None of these seem to be having any effect.

Query
It is a bit long. Hence shared via Google Drive.

Profile output
It is a bit long. Hence shared via Google Drive.

I can see most of the time is taken in TopHitsAggregator. Not sure why the time has increased from ES 7.7 to ES 7.10.1.

References

What am I missing here ? Is there any setting that needs to be changed ?

Thanks in advance.

-Ravi

Hey,

indeed there have been some changes in aggregations. Are you able to upgrade to the latest 7.13. and check if your aggregation speed has been restored? If the problem still persists, that sounds like a book to investigate.

Also, taking a look at the search profiler might help.

--Alex

Hi Alex,

I tried the upgrade to 7.13.0 and still see the same issue with increased response time.

I narrowed the degradation down to a commit in which the codecs were changed from Lucene86Code to Lucene87Codec.
If I revert the codec (build ES with codec reverted), I see performance on par with ES 7.7.1/ES 7.9.3.

Any suggestions on why changes in compression would lead to a degradation ?

Thanks.

-RaviShekhar G

I experience the same issue with 7.10.2, the response time is 10x compare with 7.7.1 on the same hardware.
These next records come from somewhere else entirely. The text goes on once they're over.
Issue #13809, opened 2025-11-23
[Feature] Reduce constrained-decoding overhead in TP


DarkSharpness:
### Checklist

- [x] If this is not a feature request but a general question, please start a discussion at https://github.com/sgl-project/sglang/discussions. Otherwise, it will be closed.
- [x] Please use English. Otherwise, it will be closed.

### Motivation

Currently, when tensor-parallelism (TP) and constrained-decoding are enabled, each TP worker will compile the same grammar across different TP ranks. This will incur non-trivial CPU overhead (for TP $n$, the overhead is $n \times$. In fact, we only need to compile the grammar and sample the result on the first rank.

A possible implementation can be:

1. Only apply grammar token mask on the rank 0.
2. Broadcast the next tokens id from rank 0 when there're grammars in batch.
3. Keep the old code path when there's no grammar in batch (i.e. no extra all-reduce).

https://github.com/sgl-project/sglang/blob/5c2915494c83f076a11afb2c3382eeb8a41f1974/python/sglang/srt/layers/sampler.py#L205-L217

raayandhar:
I'd like to tackle this!

bandham-manikanta:
Hi @raayandhar @DarkSharpness @hnyls2002 — checking if this is still free.

#13947 landed and was reverted by #16845 (“DP Attention is broken”). On current `main`, `_sync_token_ids_across_tp` still does `all_reduce(MIN)` when grammars are present, and grammar compile still runs on every TP rank.

I’d like to re-land this with the correct sync group under `--enable-dp-attention` (not global `tp_rank == 0`), and validate on 4×A100 with TP=2/4 + JSON-schema requests. Happy to leave it if @raayandhar is still working on it — just let me know.

tlysanhuo:
Hi @hnyls2002 @DarkSharpness — I'd like to help land this on current `main`.

#16874 has the right idea but has been idle since February. `main` has since refactored this area into `GrammarManager` (which already syncs ready/failed sets across the DP/TP group via `all_gather_object`), so I've prepared a fresh implementation on top of that instead of rebasing the old branch:

1. Only the entry rank of the DP/TP group submits grammar compilation; non-entry ranks carry a placeholder object and never compile at all (unlike the lazy re-fetch in #16874 — the grammar backend cache is per-process, so re-fetching still compiled n×).
2. Only the entry rank computes/applies the grammar vocab mask per step.
[...]

PR #13947, opened 2025-11-26
feat: reduce constrained-decoding overhead in TP

raayandhar:
## Motivation

See https://github.com/sgl-project/sglang/issues/13809

## Modifications

The issue nicely laid out a strategy we could use.

## Benchmarking and Profiling

Let me know what kind of inference benchmarking I should / could do here, unfamiliar.

## Checklist


raayandhar:
@DarkSharpness could you take another look and let me know what you think?

I added some debugging logs to verify behavior, it looks good to me:
```
[2025-12-18 04:53:21 TP1] [TP Rank 1] Skipping grammar compilation for req 4060c65f2eac4c88b2d61a04a5194c28. Wai
ting for rank 0 to compile.                                                                                     
[2025-12-18 04:53:21 TP0] [TP Rank 0] Grammar cache hit for req 4060c65f2eac4c88b2d61a04a5194c28, type=json     
[2025-12-18 04:53:21 TP0] [TP Rank 0] Grammar queue sync: 1 requests ready (compiled on this rank)              
[2025-12-18 04:53:21 TP1] [TP Rank 1] Grammar queue sync: 1 requests ready (1 skipped compilation, delegated to 
rank 0)  
... (more requests later, they all look like this)
[2025-12-18 04:53:22 TP0] [TP Rank 0] Grammar cache hit for req ec956e20b57f4f429b22cdfb823192c4, type=json     
[2025-12-18 04:53:22 TP1] [TP Rank 1] Skipping grammar compilation for req ec956e20b57f4f429b22cdfb823192c4. Wai
ting for rank 0 to compile.                                                                                     
[2025-12-18 04:53:22 TP0] [TP Rank 0] Grammar queue sync: 1 requests ready (compiled on this rank)              
[2025-12-18 04:53:22 TP1] [TP Rank 1] Grammar queue sync: 1 requests ready (1 skipped compilation, delegated to 
rank 0)          
```

python/sglang/srt/managers/scheduler.py
```diff
@@ -2311,6 +2329,12 @@ def move_ready_grammar_requests(self):
                 req = self.grammar_queue[i]
                 if req.finished():  # It is aborted by AbortReq
                     continue
+                # On non-rank-0, req.grammar is None
```
DarkSharpness: I think we could change the `all_reduce` max to `broadcast` here (rank 0 tells other ranks how many grammars has completed). The rank=0 and rank>0 logic is quite different here so I think we should not mix them togther

python/sglang/srt/managers/scheduler.py
```diff
@@ -1515,39 +1515,47 @@ def handle_generate_request(
...
-                )
-                req.grammar = value
-
-                if not cache_hit:
-                    req.grammar_key = key
-                    add_to_grammar_queue = True
+        if req.sampling_params.has_grammar_constraint:
+            if self.tp_rank == 0:
+                # Only rank 0 compiles grammar and manages the cache
+                if self.grammar_backend is None:
```
DarkSharpness: I'm not sure about the error handling logic here. What would happen when `tp>1` and `grammar_backend` is `None`.

Before this PR, requests on all rank will call `set_finish_with_abort`. After this PR, it seems only rank 0 will call this. Is this behavior still correct?

DarkSharpness:
> > @raayandhar Thanks for the contribution. The code looks good to me and I left some comments.
> 
> Thanks! - but I don't see any comments?

I forgot to submit the review (my bad

raayandhar:
I'm looking into it. I need to do some more careful analysis and testing. Perhaps a larger part needs to be refactored. Investigating.

python/sglang/srt/managers/scheduler.py
raayandhar: Yes, I think you're right, thanks for this catch. We are only broadcasting the count of ready requests. So I added a change where the non-rank 0 workers will also terminate these requests if there is error, since we will have requests on all workers.

python/sglang/srt/managers/scheduler.py
raayandhar: Thanks, I made that change.

raayandhar:
The only relevant error I see in CI is related to my new unit tests with TP=2 not having enough GPUs:

```
[2025-12-28 04:23:15] Watchdog DetokenizerManager initialized.
[2025-12-28 04:23:16 TP1] Init torch distributed begin.
[2025-12-28 04:23:16 TP1] Context: self.device='cuda' self.gpu_id=1 os.environ.get('CUDA_VISIBLE_DEVICES')='0' self.tp_rank=1 self.tp_size=2
[2025-12-28 04:23:16 TP1] Scheduler hit an exception: Traceback (most recent call last):
  File "/public_sglang_ci/runner-l1b-gpu-0/_work/sglang/sglang/python/sglang/srt/managers/scheduler.py", line 2984, in run_scheduler_process
    scheduler = Scheduler(
  File "/public_sglang_ci/runner-l1b-gpu-0/_work/sglang/sglang/python/sglang/srt/managers/scheduler.py", line 333, in __init__
    self.init_model_worker()
  File "/public_sglang_ci/runner-l1b-gpu-0/_work/sglang/sglang/python/sglang/srt/managers/scheduler.py", line 471, in init_model_worker
    self.tp_worker = TpModelWorker(
  File "/public_sglang_ci/runner-l1b-gpu-0/_work/sglang/sglang/python/sglang/srt/managers/tp_worker.py", line 253, in __init__
    self._model_runner = ModelRunner(
  File "/public_sglang_ci/runner-l1b-gpu-0/_work/sglang/sglang/python/sglang/srt/model_executor/model_runner.py", line 337, in __init__
    min_per_gpu_memory = self.init_torch_distributed()
  File "/public_sglang_ci/runner-l1b-gpu-0/_work/sglang/sglang/python/sglang/srt/model_executor/model_runner.py", line 707, in init_torch_distributed
    torch.get_device_module(self.device).set_device(self.gpu_id)
  File "/usr/local/lib/python3.10/dist-packages/torch/cuda/__init__.py", line 567, in set_device
    torch._C._cuda_setDevice(device)
torch.AcceleratorError: CUDA error: invalid device ordinal
GPU device may be out of range, do you have enough GPUs?
CUDA kernel errors might be asynchronously reported at some other API call, so the stacktrace below might be incorrect.
```
is there a way to set that these tests should only run in CI machines with min. 2 GPUs?

cc @DarkSharpness

ghost (changes requested):
couple nits/questions

python/sglang/srt/managers/scheduler.py
```diff
@@ -770,7 +770,7 @@ def init_chunked_prefill(self):
 
     def init_grammar_backend(self):
         self.grammar_queue: List[Req] = []
-        if not self.server_args.skip_tokenizer_init:
+        if not self.server_args.skip_tokenizer_init and self.tp_rank == 0:
```
ghost: why not keep a backend on all ranks so non-entry ranks can read cached grammars without recompiling. only entry rank will trigger compilation

python/sglang/srt/managers/scheduler.py
```diff
@@ -1546,39 +1546,52 @@ def handle_generate_request(
...
-                    req.grammar_key = key
-                    add_to_grammar_queue = True
+        if req.sampling_params.has_grammar_constraint:
+            if self.tp_rank == 0:
+                # Only rank 0 compiles grammar and manages the cache
+                if self.server_args.grammar_backend == "none":
+                    error_msg = "Grammar-based generation (json_schema, regex, ebnf, structural_tag) is not supported when the server is launched with --grammar-backend none"
+                    req.set_finish_with_abort(error_msg)
+                    if self.tp_size > 1:
+                        add_to_grammar_queue = True
```
ghost, line 1552:
```suggestion
            if req.sampling_params.json_schema is not None:
                key = ("json", req.sampling_params.json_schema)
            elif req.sampling_params.regex is not None:
                key = ("regex", req.sampling_params.regex)
            elif req.sampling_params.ebnf is not None:
                key = ("ebnf", req.sampling_params.ebnf)
            else:
                key = ("structural_tag", req.sampling_params.structural_tag)
```

python/sglang/srt/managers/scheduler.py
```diff
@@ -1546,39 +1546,52 @@ def handle_generate_request(
...
-                        error_msg = f"Invalid grammar request with cache hit: {key=}"
-                        req.set_finish_with_abort(error_msg)
+                    if req.sampling_params.json_schema is not None:
+                        key = ("json", req.sampling_params.json_schema)
+                    elif req.sampling_params.regex is not None:
+                        key = ("regex", req.sampling_params.regex)
+                    elif req.sampling_params.ebnf is not None:
+                        key = ("ebnf", req.sampling_params.ebnf)
+                    elif req.sampling_params.structural_tag:
+                        key = ("structural_tag", req.sampling_params.structural_tag)
```
ghost:
```suggestion
            if self.tp_rank == 0:
                # Only rank 0 compiles grammar and manages the cache
                if self.server_args.grammar_backend == "none":
                    error_msg = "Grammar-based generation (json_schema, regex, ebnf, structural_tag) is not supported when the server is launched with --grammar-backend none"
                    req.set_finish_with_abort(error_msg)
                    if self.tp_size > 1:
                        add_to_grammar_queue = True
                else:
```

python/sglang/srt/managers/scheduler.py
```diff
@@ -1546,39 +1546,52 @@ def handle_generate_request(
...
+                            req.set_finish_with_abort(error_msg)
+
+                    # When TP > 1, always add to grammar_queue for synchronization across ranks
+                    if self.tp_size > 1:
+                        add_to_grammar_queue = True
+                    elif not cache_hit:
+                        # TP == 1: only add to queue if we didn't get a cache hit.
+                        add_to_grammar_queue = True
+            else:
+                # Non-rank-0 workers add to grammar queue for synchronization, but no compilation.
```
ghost, line 1571:
```suggestion
                # Non-rank-0 workers add to grammar queue for synchronization, but no compilation.
                req.grammar_key = key
```

python/sglang/srt/managers/scheduler.py
```diff
@@ -2379,35 +2408,84 @@ def move_ready_grammar_requests(self):
...
+                # Non-rank-0 workers also abort invalid grammar requests
+                if self.tp_rank != 0:
+                    for idx in invalid_indices_tensor.tolist():
+                        if idx < len(self.grammar_queue):
+                            req = self.grammar_queue[idx]
+                            error_msg = f"Invalid grammar request (detected by rank 0)"
+                            req.set_finish_with_abort(error_msg)
+
         for req in self.grammar_queue[:num_ready_reqs]:
             self._add_request_to_queue(req)
```
ghost, line 2491:
```suggestion
            # Non-entry ranks: attach cached grammar so control-flow (e.g., termination) stays in sync.
            if (
                req.grammar is None
                and self.grammar_backend is not None
                and req.grammar_key is not None
            ):
                grammar_obj, cache_hit = self.grammar_backend.get_cached_or_future_value(
                    req.grammar_key, req.require_reasoning
                )
                if not cache_hit:
                    req.set_finish_with_abort(
                        f"Grammar not cached on non-entry rank: {req.grammar_key=}"
                    )
                elif grammar_obj is INVALID_GRAMMAR_OBJ:
                    req.set_finish_with_abort(
                        f"Invalid grammar request with cache hit: {req.grammar_key=}"
                    )
                else:
                    req.grammar = grammar_obj
                    
            self._add_request_to_queue(req)
```

ghost (changes requested):
here are some problems I suggest re-ordering for:
1. Non-entry TP ranks instantiate no grammar backend, so they can’t fetch the compiled grammar later.
2. Those ranks also never set req.grammar_key, so even with a backend they have nothing to look up.
3. Rwquests dequeued from the grammar queue still have `req.grammar=None` on non-entry ranks. When rank 0 terminates but others don’t, batches will diverge and the token-id broadcast will hang due to shape mismatch.

Also, the problem that is messing with your tp=2 breaking constrained decoding (IMO) is that in your code, if rank 0 has a real grammar and rank 1 has `None`, then rank 0 can terminate early but rank 1 cannot. if they disagree they will build different batches. If only rank 0 can term, then tp will desync.

raayandhar:
> here are some problems I suggest re-ordering for:
> 
>     1. Non-entry TP ranks instantiate no grammar backend, so they can’t fetch the compiled grammar later.
> 
>     2. Those ranks also never set req.grammar_key, so even with a backend they have nothing to look up.
> 
>     3. Rwquests dequeued from the grammar queue still have `req.grammar=None` on non-entry ranks. When rank 0 terminates but others don’t, batches will diverge and the token-id broadcast will hang due to shape mismatch.
> 
> 
> Also, the problem that is messing with your tp=2 breaking constrained decoding (IMO) is that in your code, if rank 0 has a real grammar and rank 1 has `None`, then rank 0 can terminate early but rank 1 cannot. if they disagree they will build different batches. If only rank 0 can term, then tp will desync.

Sounds good, thanks for the feedback. I've made the relevant changes like you proposed. This is different approach than what I had originally done, so cc @DarkSharpness to take another look at these changes.

Tests are still all passing:
```
Ran 92 tests in 165.159s

OK
```
and
```
Ran 92 tests in 165.159s

OK
```
I also make the CI skip the TP=2 tests if there aren't enough GPUs, so CI shouldn't have issue anymore.

raayandhar:
> /tag-and-rerun-ci

The `test_constrained_decoding.py` test is passing now, the other failures look unrelated.

python/sglang/srt/managers/scheduler.py
```diff
@@ -2349,12 +2359,26 @@ def move_ready_grammar_requests(self):
...
+            tp_size = self.tp_size
+
         for req in self.grammar_queue:
             try:
                 if req.finished():  # It is aborted by AbortReq
                     num_ready_reqs += 1
                     continue
 
+                if tp_size > 1:
+                    if req.grammar is None:
```
DarkSharpness: What does `req.grammar is None` mean? Please add detailed comments here.

python/sglang/srt/managers/scheduler.py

@rgopalan , would you mind share what you changed to make it work? I have the same issue, and when I try it, and I got the following error "failed because of NotSerializableExceptionWrapper[unsupported_operation_exception: Old codecs may only be used for reading]"

Hi Jock,

We built a custom ES version reverting the codec from Lucene87 to Lucene86.
Ultimately, we had to pause the upgrade because we did not want to maintain a custom version of ES.
We are investigating 7.13 where Lucene has been upgraded again and the compression is made configurable as per https://issues.apache.org/jira/browse/LUCENE-9378

Changes to revert the codec
/server/src/main/java/org/elasticsearch/bootstrap/Bootstrap.java - commented out checkLucene()
/server/src/main/java/org/elasticsearch/common/lucene/Lucene.java
/server/src/main/java/org/elasticsearch/index/codec/CodecService.java
/server/src/main/java/org/elasticsearch/index/codec/PerFieldMappingPostingFormatCodec.java
/server/src/main/java/org/elasticsearch/Version.java

Thanks a lot @rgopalan for sharing the detail information. It seems the issue is there since elasticsearch 7.7(Lucene 85), and may fix in elasticsearch 7.13(Lucene 88).

This topic was automatically closed 28 days after the last reply. New replies are no longer allowed.